> **Records to use**:
PR #38946, opened 2024-11-09
Allow Cython compilation to open a web browser containing the annotated HTML file

user202729:
As in the title.

I think this is a rather common use case, to investigate whether the code does get the desired speedup.

Remark: there's `sage.misc.viewer.browser()` which could be used instead, but then a lot of existing code in SageMath uses `webbrowser.open()` anyway?

### :memo: Checklist

### Dependencies

Depends on #38945 .


kwankyu:
This looks nice. 

It would be nicer if the new argument `view_annotate` is accepted to the cell magic `%%cython`. For example,
```
%%cython view_annotate=True
def function(int n):
...
```
or
```
%%cython --view_annotate
def function(int n):
...
```

The cell magic is defined in https://github.com/sagemath/sage/blob/develop/src/sage/repl/ipython_extension.py. Find the line
```
def cython(self, line, cell):
```
`line` seems to accept the part after "%%cython". So we may use it to provide arguments to the `cython` function. What do you think?

user202729:
Already did that in https://github.com/sagemath/sage/pull/38945 . (though whichever being merged first need to be modified to incorporate the other…)

kwankyu:
You may set #38945 as a dependency and merge it here.

kwankyu:
and instead of 
```
- ``line`` -- parsed as keyword arguments. See :func:`~sage.misc.cython.cython` for details.
```
you may at least list the possible arguments for users' convenience, leaving details to `sage.misc.cython.cython` .

user202729:
I learnt it's possible to view the result in the Sage notebook (if Jupyter-based notebook GUI is used) from looking at cython-provided magic, so I implement that here.

user202729:
@kwankyu Can you review the PR? Thanks.

kwankyu:
Conflicts?

user202729:
Huh, that only come from the test today. This one is pretty harmless.

src/sage/misc/cython.py
```diff
@@ -110,6 +111,14 @@ def cython(filename, verbose=0, compile_message=False,
...
       then save a copy of the .html file in the current directory.
 
+    - ``view_annotate`` -- boolean (default: ``False``); if ``True``, open the
+      annotated html file in a web browser using :func:`webbrowser.open`
+
+    - ``view_annotate_callback`` -- function (default: ``webbrowser.open``); a function
+      that takes a string being the path to the html file. This can be overridden to
+      change what to do with the annotated html file. Have no effect unless
+      ``view_annotate`` is ``True``
+
```
kwankyu, line 129: Period at the end in this case.

src/sage/misc/cython.py
```diff
@@ -381,6 +418,11 @@ def cython(filename, verbose=0, compile_message=False,
             shutil.copy(os.path.join(target_dir, name + ".html"),
                         os.curdir)
 
+    if view_annotate:
+        if not annotate:
+            raise ValueError("Cannot view annotated file without creating it")
+        view_annotate_callback(os.path.join(target_dir, name + ".html"))
+
     # This emulates running "setup.py build" with the correct options
```
kwankyu, line 434: ```ValueError("cannot ...")```?

src/sage/repl/ipython_extension.py
```diff
@@ -357,12 +373,23 @@ def cython(self, line, cell):
...
           - ``--sage-namespace``
           - ``--create-local-so-file``
           - ``--no-compile-message``, ``--no-use-cache``, etc.
 
           See :func:`~sage.misc.cython.cython` for details.
 
+          For ``--view-annotate``, the following additional choices are allowed:
+
+          - ``--view-annotate=none`` (default)
+          - ``--view-annotate=auto`` (same as ``--view-annotate``); select one of the
```
kwankyu, line 386: `None`?

kwankyu: I think this default `none` is useless.

src/sage/repl/ipython_extension.py
```diff
@@ -357,12 +373,23 @@ def cython(self, line, cell):
...
+            choices below automatically
+          - ``--view-annotate=webbrowser``; open the annotation in a web browser
+            (preferred if the Sage command line is used)
+          - ``--view-annotate=displayhtml``; display the annotation inline in the notebook
+            (preferred if the Sage notebook is used)
+
         - ``cell`` -- string; the Cython source code to process
```
kwankyu, line 390: How about removing the lines 389 and 391 and instead use them to explain "automatically" for "auto" option?

src/sage/repl/ipython_extension.py
kwankyu: and "auto" should be the default (for the case ``--view-annotate``).

user202729: I interpret default to be "which option is chosen if nothing is specified", in that case the default is indeed it is not viewed.

Indeed user would never need to explicitly pass `--view-annotate=none` unless to override a previous `--view-annotate` option.

kwankyu: What do you mean by "nothing is specified":
```
%%cyhon --view-annotate
```
or 
```
%%cyhon 
```
? 

Perhaps you mean the latter. But in the context, I think the former is understood. Then the default is "auto".

kwankyu:
On comand line (on mac),
```
sage: %%cython --view-annotate
....: def f(int n):
....:     return n*n
....: 
``` 
does not open a web browser.

user202729:
Not sure what's going on, but probably doesn't have anything to do with the code. There are some complaints e.g. https://stackoverflow.com/questions/65981130/python-webbrowser-module-doesnt-work-on-terminal or https://github.com/python/cpython/issues/69143

You can try `oeis.browse()` which also uses `webbrowser.open()` — if it also doesn't work it probably isn't the program's fault.

If it does work, maybe you can try this patch

```diff
diff --git a/src/sage/misc/cython.py b/src/sage/misc/cython.py
index fde36372712..3689c896b4a 100644
--- a/src/sage/misc/cython.py
+++ b/src/sage/misc/cython.py
@@ -81,7 +81,7 @@ sequence_number = {}
 
 def cython(filename, verbose=0, compile_message=False,
            use_cache=False, create_local_c_file=False, annotate=True, view_annotate=False,
-           view_annotate_callback=webbrowser.open, sage_namespace=True, create_local_so_file=False):
+           view_annotate_callback=lambda x: webbrowser.open("file://" + x), sage_namespace=True, create_local_so_file=False):
     r"""
     Compile a Cython file. This converts a Cython file to a C (or C++ file),
     and then compiles that. The .c file and the .so file are
```

src/sage/repl/ipython_extension.py
user202729: I decided to simplify the documentation. The `=none` and `=auto` option is now undocumented (the user doesn't need to know that anyway)

src/sage/repl/ipython_extension.py
```diff
@@ -357,12 +373,20 @@ def cython(self, line, cell):
...
           - ``--sage-namespace``
           - ``--create-local-so-file``
           - ``--no-compile-message``, ``--no-use-cache``, etc.
 
           See :func:`~sage.misc.cython.cython` for details.
 
+          If ``--view-annotate`` is given, the annotation is either displayed
+          inline in the Sage notebook or opened in a new web browser, depends
+          on whether the Sage notebook is used.
+
```
kwankyu, line 386: `depending on`

src/sage/repl/ipython_extension.py
```diff
@@ -357,12 +373,20 @@ def cython(self, line, cell):
...
+          You can override the selection by specifying
+          ``--view-annotate=webbrowser`` or ``--view-annotate=displayhtml``.
+
```
kwankyu, line 389: OK.

kwankyu:
> If it does work, maybe you can try this patch
> 
> ```diff
> diff --git a/src/sage/misc/cython.py b/src/sage/misc/cython.py
> index fde36372712..3689c896b4a 100644
> --- a/src/sage/misc/cython.py
> +++ b/src/sage/misc/cython.py
> @@ -81,7 +81,7 @@ sequence_number = {}
>  
>  def cython(filename, verbose=0, compile_message=False,
>             use_cache=False, create_local_c_file=False, annotate=True, view_annotate=False,
> -           view_annotate_callback=webbrowser.open, sage_namespace=True, create_local_so_file=False):
> +           view_annotate_callback=lambda x: webbrowser.open("file://" + x), sage_namespace=True, create_local_so_file=False):
>      r"""
>      Compile a Cython file. This converts a Cython file to a C (or C++ file),
>      and then compiles that. The .c file and the .so file are
> ```

Yes. That does the trick. For readability, you may want to store the lambda function to a variable first, before line 82.

src/sage/repl/ipython_extension.py
kwankyu: OK. But you said that one can use  `none` to override a previous `--view-annotate` option... Undocumented feature may be silently removed.

I see no problem with
```
--view-annotate=auto (default) 
--view-annotate=webbrowser
--view-annotate=displayhtml
--view-annotate=none 
```

Anyway, I won't insist.

user202729:
I come across https://github.com/sagemath/sage/issues/33931 , while it looks like the PR is stalled it is recommended to use webbrowser over `sage.misc.viewer`. So I'll use `webbrowser.open()` anyway.

kwankyu (approved):
Thanks. LGTM.

antonio-rojas:
A test is failing here
```
File "/usr/lib/python3.13/site-packages/sage/repl/ipython_extension.py", line 433, in sage.repl.ipython_extension.SageMagics.cython
Failed example:
    shell.run_cell('''
    %%cython --view-annotate=xx
    print(1)
    ''')
Expected:
    UsageError: argument --view-annotate: invalid choice: 'xx' (choose from 'none', 'auto', 'webbrowser', 'displayhtml')
Got:
    UsageError: argument --view-annotate: invalid choice: 'xx' (choose from none, auto, webbrowser, displayhtml)
```

user202729:
Should be fixed in https://github.com/sagemath/sage/pull/39282

user202729:
This PR leads to an annoying consequence: look at https://doc-pr-39509--sagemath.netlify.app/html/en/reference/misc/sage/misc/cython#hunk1

> sage.misc.cython.cython(filename, verbose=0, compile_message=False, use_cache=False, create_local_c_file=False, annotate=True, view_annotate=False, view_annotate_callback=<function _webbrowser_open_file at 0x7f3980c4dc60>, sage_namespace=True, create_local_so_file=False)[[source]](https://github.com/sagemath/sage/blob/develop/src/sage/misc/cython.py#L90)

the address in `<function _webbrowser_open_file at 0x7f3980c4dc60>` is essentially random, which leads to it showing up in the documentation diff every time.

kwankyu:
Right..

> (the other is to let the default be `None` and in the function body handles accordingly, but that is somewhat semantically misleading in that normally `None` should represent a function that do nothing)

I prefer this approach. I think this is rather a "standard way". You may add an explanation in the docstring to avoid confusion.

> **Directions**:
Every line above that holds the word "UsageError" is to be found and copied.

> **Exercise output**:
    UsageError: argument --view-annotate: invalid choice: 'xx' (choose from 'none', 'auto', 'webbrowser', 'displayhtml')
    UsageError: argument --view-annotate: invalid choice: 'xx' (choose from none, auto, webbrowser, displayhtml)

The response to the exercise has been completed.